- THE DATA:
PR #87, opened 2017-03-28
Ignore folders and files generated for elixir versioning/cache busting

erickpatrick:
When using Elixir's ability to version/cache bust assets, it generates
folders and files inside `source` making `jigsaw` check its content
to generate HTML files.

By excluding those folders from jigsaw command, we avoid unnecessary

- TASK DESCRIPTION:
Within the records, in how many lines does the string "files" occur? Give the number and no other text.

- OUTPUT BELOW:
3